**Your objective**. Look through the records that follow. Copy every line containing the word "components".

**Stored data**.
PR #4932, opened 2021-05-04
EmojiMart

### LINKED ISSUE #3639: emoji mart fixups
AC
- [ ] autofocus on open
- [ ] persist frequently used in the local storage
- [ ] consider allowing folks to tab through options in the menu (currently pressing tab closes the menu altogether)

ee 10.5

mikennaji:
Fixes #3639
- [x] autofocus on open
- [x] persist frequently used in the local storage

AutoFocus on Emoji Search Bar on Mount 

By default, EmojiMart will store user-chosen skin and frequently used emojis in localStorage.In passing the " recent" array we give it preassigned values. Setting enableFrequentEmojiSort to true will Instantly sort the “Frequently Used” category based on user selection

### DIFF
--- a/packages/client/components/ReactjiPicker.tsx
+++ b/packages/client/components/ReactjiPicker.tsx
@@ -16,17 +16,6 @@ interface Props {
   menuProps: MenuProps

**Output below**.
--- a/packages/client/components/ReactjiPicker.tsx
+++ b/packages/client/components/ReactjiPicker.tsx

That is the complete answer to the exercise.